Had he really set those snakes loose? From where he stood, he saw two lying in the open floor; another wriggling, energetically, towards the light. A moment ago it had seemed like a good plan but now he was fervently sorry: please, God, please don’t let it crawl over here.… The snakes had patterns on their backs like copperheads, only sharper. On the audacious snake—which was making brazenly for the next room—he now made out the two-inch stack of rattle buttons on the tail.

But it was the ones he couldn’t see that made him nervous. There had been at least five or six snakes in that box—possibly more. Where were they?

From the front windows it was a sheer drop to the street. His only hope was the bathroom. Once he got out on the roof, he could dangle from the edge before dropping the rest of the way. He’d jumped from tree limbs nearly as high.

But to his dismay, the bathroom door wasn’t where he thought it was. Down the wall he inched—too far altogether for his taste, down into the dark area where he’d turned the snakes loose—but what he’d thought was the door wasn’t the door at all but only a piece of particle-board propped against the wall.
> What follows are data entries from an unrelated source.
PR #249, opened 2026-04-24
Fix installation instructions

ceriottm:
Installation instructions were using the wrong syntax for conda activate.
Fixed and cleaned. Bit annoying to have two INSTALLING.rst  that differ subtly, but it does make sense to have different instructions for when the user has already fetched the recipe archive.


pfebrer:
Thanks!

PR #250, opened 2026-04-24
Clean up the pet-mad-dos recipe

ceriottm:
There are a few things that need to be improved in the PET-MAD-DOS recipe. 
Some also require improvements to upet.dos
SMALL TWEAKS:
- [ ]  Have a utility function in upet that pads a given DOS profile
- [ ]  Decrease learning rate for fine-tuning
- [x]  Chemiscope viewer 
- [ ]  use the same energy grid for plotting true and predicted DOS

LARGER THINGS (requiring possibly upet coding):
- [ ]  All the helper functions should be part of the upet.dos package. Doesn't make sense (and it's not sustainable) to have a bunch of opaque magic functions distributed with the recipe. E.g: 
- [ ] computing the energy grid and/or interpolating on a different grid; 
- [ ] computing the alignment; 
- [ ] computing the structure DOS and mask
- [ ]  The recipe starts using only numpy and then switches to torch in get_dynamic_shift_agnostic_mse, which is a bit surprising, and some users might not be used to torch (especially since the calculator exposes an interface based on ASE/numpy)

### DIFF
--- a/examples/pet-mad-dos/pet-mad-dos.py
+++ b/examples/pet-mad-dos/pet-mad-dos.py
@@ -31,6 +31,7 @@ import torch
 import urllib.request
 import os
 import subprocess
+import chemiscope
 
 # %%
 # Using PET-MAD-DOS out of the box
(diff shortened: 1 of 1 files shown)


pfebrer:
The work is done in https://github.com/lab-cosmo/atomistic-cookbook/pull/259

PR #251, opened 2026-04-24
Demonstration of the hourglass principle used by metatomic

Luthaf:


EricBoittier:
The `generate-example (metatomic-hourglass)` CI failure here (`build example` step, exit code 1) is an upstream conda channel issue, not caused by this branch.

`gromacs-metatomic 2026.0.mta3` (the only version currently in the `metatensor` channel) requires `libtorch >=2.13.0,<2.14.0a0`, while `lammps-metatomic==2026.07.04.mta1` requires `libtorch >=2.12.1,<2.13.0a0`. No currently available pair of builds shares a libtorch version, so `environment.yml` is unsatisfiable regardless of how the pins here are adjusted.

Root cause: `gromacs-metatomic-feedstock` moved to libtorch 2.13 on 2026-07-30, three days after `lammps-metatomic-feedstock`'s last bump only reached libtorch 2.12.

Filed upstream:
- metatensor/lammps-metatomic-feedstock#18 (full writeup + suggested fix)
- metatensor/gromacs-metatomic-feedstock#7 (cross-link)

This PR should be unblockable once `lammps-metatomic-feedstock` rebuilds against libtorch 2.13 to match `gromacs-metatomic-feedstock` — no changes needed here in `environment.yml`.

pfebrer:
@GardevoirX now that you have it fresh, could you modify the DPA3 model loading here so that it uses what you pushed to metatrain?

examples/metatomic-hourglass/metatomic-hourglass.py
```diff
@@ -0,0 +1,742 @@
...
+# ``metatrain``'s MACE architecture, as described in `the metatrain
+# documentation
+# <https://docs.metatensor.org/metatrain/latest/architectures/generated/mace.html>`_.
+# A "training" run with zero epochs re-packages the foundation model, and the
+# usual export then produces the same kind of metatomic model as before. The
+# dummy dataset is never used for actual training, and only needs to declare
+# the right target names.
+
+
+def get_mace() -> AtomisticModel:
```
pfebrer, line 97: @GardevoirX you can take this as an example, the DPA3 one should be very similar now.

GardevoirX: but do we need a new release of mtt first?

pfebrer: You can set the dependency to `metatrain@main` for now. At this pace, I'm sure we will release before this recipe goes in :sweat_smile:

GardevoirX:
I tried to override the metatrain of the nox environment with the main branch's, and the example worked. The CI should be happy again as soon as we have a new release of metatrain

pfebrer:
Hey, I don't think we should change the dpa3 part in the example. We should use it as Qianjun implemented it and set the metatrain dependency to `metatrain@main`. Then when we are ready to merge this one we can make a metatrain release.

pfebrer:
Oh no, `upet`'s pin of metatrain :sweat_smile:

examples/metatomic-hourglass/metatomic-hourglass.py
```diff
@@ -0,0 +1,752 @@
...
+
+engines = {
+    "ASE": run_ase,
+    "LAMMPS": run_lammps,
+    "GROMACS": run_gromacs,
+    "i-PI": run_ipi,
+    "TorchSim": run_torchsim,
+}
+
+unsupported = {("LAMMPS", "DPA3"), ("GROMACS", "DPA3")}
```
pfebrer: Why are lammps and gromacs unsupported for DPA3?

GardevoirX: no idea, in principle should work, I will have a try

GardevoirX:
it just occurred to me, would it be better if we add DFTD3 wrapper here? demonstrating that atomistic models can be post-modified through wrappers
https://docs.metatensor.org/metatomic/latest/torch/reference/wrappers.html#metatomic.torch.dftd3.DFTD3

pfebrer:
Hmm it adds a layer of complexity but I think it could indeed be nice, I'll let Guillaume decide :)

ceriottm:
> it just occurred to me, would it be better if we add DFTD3 wrapper here? demonstrating that atomistic models can be post-modified through wrappers https://docs.metatensor.org/metatomic/latest/torch/reference/wrappers.html#metatomic.torch.dftd3.DFTD3

Maybe we do a dedicated recipe? It is already a huge recipe and I fear it'd be lost in here

PR #252, opened 2026-05-04
fix(ml-mm): pin libopenblas to satisfy gmx_mpi dynamic loader

HaoZeke:
`libgromacs_mpi.so` links directly against `libopenblas.so.0` (NEEDED entry visible via objdump on the `gromacs-metatomic 2026.0.mta2` build), but the feedstock does not declare `libopenblas` as a runtime dependency. On hosts that happen to have a system-wide `/lib/x86_64-linux-gnu/libopenblas.so.0` the loader silently falls back to the system copy. GitHub Actions `ubuntu-latest` images seem to no longer ship that, so the example crashes with:

    gmx_mpi: error while loading shared libraries:
    libopenblas.so.0: cannot open shared object file: No such file or directory

Listing libopenblas in environment.yml puts the library in the conda prefix and the gromacs RPATH ($ORIGIN/../lib) resolves it correctly... in principle 😅 

=> follow up needed because `torch` otherwise wants the MKL symbol -_-

This should need a `run_exports` update to `gromacs-metatomic-feedstock/recipe/meta.yaml` if it works too.

### DIFF
--- a/examples/ml-mm/environment.yml
+++ b/examples/ml-mm/environment.yml
@@ -4,6 +4,9 @@ channels:
 dependencies:
   - chemiscope
   - metatensor::gromacs-metatomic=*=mpi_*
+  # gromacs-metatomic links libgromacs against libopenblas.so.0 but the recipe
+  # does not list it as a runtime dependency; pin it here so gmx_mpi can load.
+  - libopenblas
   - libtorch =*=cpu*
   - pytorch-cpu
   - matplotlib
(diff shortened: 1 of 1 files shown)


pfebrer (approved):

Luthaf:
> follow up needed because torch otherwise wants the MKL symbol -_-

If everything is built with conda-forge, we should be able to only pull one of these for both torch and the gromacs build

PR #253, opened 2026-05-04
fix(upet): force nvalchemi-toolkit-ops>=0.3.0 to dodge wp.vec regression

HaoZeke:
All four upet-based examples (`pet-phonons`, `pet-mad-dos`, `pet-relaxation`, `thermal-conductivity-bte`) currently crash at import time with:

```
File ".../nvalchemiops/math/spherical_harmonics.py", line 614, in <module>
    @wp.func
AttributeError: module 'warp' has no attribute 'vec'. Did you mean: 'vec2'?
```

`upet 0.2.2` hard-pins `nvalchemi-toolkit-ops==0.2.0`, whose `spherical_harmonics` module annotates kernels with the generic `wp.vec(length=N, dtype=...)` constructor. NVIDIA Warp removed that alias in `warp-lang 1.10` (only the typed `wp.vec2` / `wp.vec3` / ... remain), so warp's `@wp.func` decorator's annotation evaluation explodes when the module is imported via `metatomic.torch.ase_calculator`. `nvalchemi-toolkit-ops 0.3.0+` switched these kernels to `vec5d` / `vec9d`, which work on `warp-lang 1.13`.

`upet 0.2.1` leaves `nvalchemi-toolkit-ops` unpinned, so requesting `nvalchemi-toolkit-ops>=0.3.0` is enough to make pip backtrack to `upet 0.2.1` + `nvalchemi-toolkit-ops 0.3.1` + `warp-lang 1.13` (resolved on rg.cosmolab as `upet-0.2.1`, `nvalchemi-toolkit-ops-0.3.1`, `warp-lang-1.13.0`, `scipy-1.16.3`, `torch-2.10.0`).

A follow-up upstream fix would be to release a `upet 0.2.3` that pins `nvalchemi-toolkit-ops>=0.3.0` (or unpins it altogether like 0.2.1 did). This is just the cookbook-side workaround.

PR #254, opened 2026-05-04
Update upet everywhere

pfebrer:
Updates upet everywhere with the new release instead of the temporal fix in #253


HaoZeke (approved):
LGTM, maybe we should have the `0.2.2` release yanked though

HaoZeke (approved):
LGTM, maybe we should have the `0.2.2` release yanked though

PR #258, opened 2026-05-12
Create a utility package to be imported in the recipes

ceriottm:
Streamline recurring operations, ATM:
1. download with retry
2. running a shell command

For the moment (2) hasn't been used, left for a second PR. Recipes won't work because they expect the package to be on pipy so we need to publish a first time manually before converting this to a full PR.

### DIFF
--- a/.github/workflows/publish-utils.yml
+++ b/.github/workflows/publish-utils.yml
@@ -1,0 +1,84 @@
+# Build (and on tag, publish) the atomistic-cookbook-utils package.
+#
+# - On pushes to any `utils-v*` tag: build sdist + wheel and publish to PyPI
+#   using Trusted Publishing (OIDC). Configure the publisher at
+#   https://pypi.org/manage/account/publishing/ pointing at this workflow
+#   and the `pypi` environment.
+# - On pull requests that touch the package or this workflow: build only
+#   (no upload) as a smoke test.
+name: Publish atomistic-cookbook-utils
+
+on:
+  push:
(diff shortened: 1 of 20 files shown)


pfebrer:
You didn't push any code for the utils, no?

I'm worried that the package might be a bit overkill and complicate things unnecessarily:
- The download with retry function is probably worth it, but the `run_command` function is arguably not very useful, since one can do `subprocess.run("mtt train options.yaml", shell=True)`.
- Every time we update a util we need to do a release?

pfebrer:
Maybe we can discuss this one in the next ml-devel meeting?

ceriottm:
forgot to add. files are there, you can have a look. it's pretty uncontroversial IMO, and there are other things we could simplify once this is available.

ceriottm:
> You didn't push any code for the utils, no?
> 
> I'm worried that the package might be a bit overkill and complicate things unnecessarily:
> 
> * The download with retry function is probably worth it, but the `run_command` function is arguably not very useful, since one can do `subprocess.run("mtt train options.yaml", shell=True)`.

I think the run_sh() could also do a few extra things like capturing the output by default and printing it back so it gets added to the following cell. One can do without, of course but it's helping

> * Every time we update a util we need to do a release?

Yes, but I don't think we would update utils very often

ceriottm:
Added doc page

pfebrer:
Ok, thanks, the package is on pypi now :+1:

PR #260, opened 2026-05-17
Use ac-utils in recipes for downloads ad shell commands

ceriottm:
As the title says, make use of the newly released atomistic-cookbook-utils

### DIFF
--- a/examples/batch-cp2k/environment.yml
+++ b/examples/batch-cp2k/environment.yml
@@ -6,4 +6,4 @@ dependencies:
   - pip:
     - ase
     - matplotlib
-    - requests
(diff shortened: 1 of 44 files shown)


pfebrer (approved):
There are some `os.makedirs` calls that have been removed, does the new util do this automatically? Anyway I imagine if there are no failures it is not a problem

pfebrer:
Ok I see that indeed the util creates the directory, all good 👍

ceriottm:
> Ok I see that indeed the util creates the directory, all good 👍

See? removing 180 lines of boilerplate ^_^

Issue #228, opened 2026-02-22
nox -e _recipe_name can crash with JSONDecodeError if conda prints warnings


venkatkapil24:
It runs conda _____  --json --dry-run and expects clean JSON, but if Conda prints any warning, nox mixes warning text with JSON and json.loads() fails. The error message is generic and doesn't point to an underlying conda "issue".  

The fix is easy. Add to the following line

https://github.com/venkatkapil24/atomistic-cookbook/blob/7dc41a2a0cbde10b00609d0b14cc5b29b1974739/noxfile.py#L363

`stderr=subprocess.PIPE,
`
this ensures the output is a json.

venkatkapil24:
@ceriottm do you want me to fix this in #217 ?

pfebrer:
I'm not Michele but I would say please don't mix it with the other PR 😅

Can I ask which warning do you get? Maybe it is better to deal with the warning. But your PR seems to build fine no?

ceriottm:
I also got these kinds of errors when running locally. Updating conda tends to fix them, but indeed maybe it's indeed more user friendly not to fail without giving a meaningful error message.  Should definitely be a separate PR though, and I'd like to intercept the warning/error, make sure it is just a warning and print it out in such a way it does not mess with parsing the json, but that the user sees the warning issued by conda.

Luthaf:
Fixed by #268

PR #268, opened 2026-06-02
Handle Conda warnings during JSON dependency resolution

enikidis:
Addresses #228.

This PR updates `update_dependencies()` so that warning output from the `conda env create --json --dry-run` dependency-resolution step does not interfere with parsing the JSON output.

Conda stderr is now captured separately from stdout. If Conda emits warning text while resolving dependencies, it is reported through the Nox session warning mechanism, while `json.loads()` still receives clean stdout JSON.

Validation:

- Reproduced the original failure locally with a fake Conda executable that emits a warning on stderr and valid JSON on stdout.
- Confirmed that after the fix, the warning is shown separately and `update_dependencies()` succeeds.
- Ran `python -m py_compile noxfile.py`.
- Ran `nox -e water-model -- --no-website`; the session completed successfully.

### DIFF
--- a/noxfile.py
+++ b/noxfile.py
@@ -6,6 +6,7 @@ import re
 import shutil
 import subprocess
 import sys
+import tempfile
 import zipfile
 from pathlib import Path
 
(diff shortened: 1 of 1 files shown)


ceriottm:
Thanks. Looks good, can you run the linter so it clears that problem? All the warp_ errors are courtesy of nvalchemy, we'll fix those separately and rebase.

enikidis:
Thanks. I applied the formatting fix and pushed an updated commit. Please let me know if there is anything else I should adjust.

ceriottm (approved):
Works and solves the problem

Hely was perplexed. The bathroom door was on the left, he was sure of it; he was debating whether to move farther down or go back when with an abrupt pitch of his heart he realized that it was on the left side of the other room.

He was too stunned to move. For an instant, the room plunged away (great depths, soundless wells, pupils dilating in response) and when it rushed back again, it took him a moment to figure out where he was. He leaned his head against the wall, rolling it back and forth. How could he be so dumb? He always had trouble with directions, confusing left with right; letters and numbers switched chairs when he was looking away from the page, and grinned back at him from different places; sometimes he even sat down at the wrong chair at school without realizing it. Careless! Careless! screamed the red writing on his book reports, on his math tests and scratched-up worksheets.

————

When the lights swung into the driveway, Harriet was caught wholly off-guard. She dropped to the ground and rolled under the house—bump, right into the cobra’s box, which lashed angrily in reply. The gravel crackled and almost before she could catch her breath, tires roared by a few feet from her face, in a blast of wind and bluish light that rippled through the ragged grass.

Harriet—face down in powdery dust—smelled a strong nauseating odor of something dead. All the houses in Alexandria had crawlspaces, for fear of floods, and this one was no more than a foot high and not much less claustrophobic than a grave.

The cobra—who had not enjoyed being jostled downstairs, and tipped on his side—whacked against the box, with horrid dry slashes she could feel through the wood. But worse than the snake or the dead-rat smell was the dust, which tickled her nose unbearably. She turned her head. A reddish pan from the tail-lights slanted under the house, glowing suddenly over squiggled earthworm castings, ant hills, a dirty shard of glass.

Then everything went black. The car door slammed. “—that’s what started that car on fire,” said a growly voice, not the preacher’s. “ ‘All right,’ I said to him—they had me laying all proned out on the ground—‘I’m on be honest with you sir, and you can take me to jail right now, but this one here’s got a warrant on him long as your arm.’ Ha! Well, he took off running.”

“That was all there was to that, I reckon.”

Laughter: not nice. “You got that right.”

The feet were tramping toward her. Harriet—desperately battling a sneeze—held her breath, clamped a hand over her mouth and pinched her nose shut. Over her head and up the stairs the footsteps clomped. A tentative stinger pricked her ankle. Finding no resistance, it settled and sank in deeper, as Harriet trembled head to foot with the urge to slap it.

Another sting, this one on her calf. Fire ants. Great.

“Well, when he come on back home,” said the growly voice—fainter now, receding—“they all got to seeing who could get the true story out of him.…”

Then the voice stopped. Upstairs, everything was quiet, but she hadn’t heard the door open, and she sensed they hadn’t gone inside, but were lingering on the landing, watchfully. Stiffly she lay there, straining to listen with every ounce of her attention.

Minutes passed. The fire ants—energetically and in growing numbers—stung her arms and legs. Her back was still pressed against the box and every now and again, through the wood, the cobra whacked sullenly against her spine. In the stifling quiet, she imagined she heard voices, footsteps—and yet, when she tried to make them out, the noises shimmered and dissolved away into nothingness.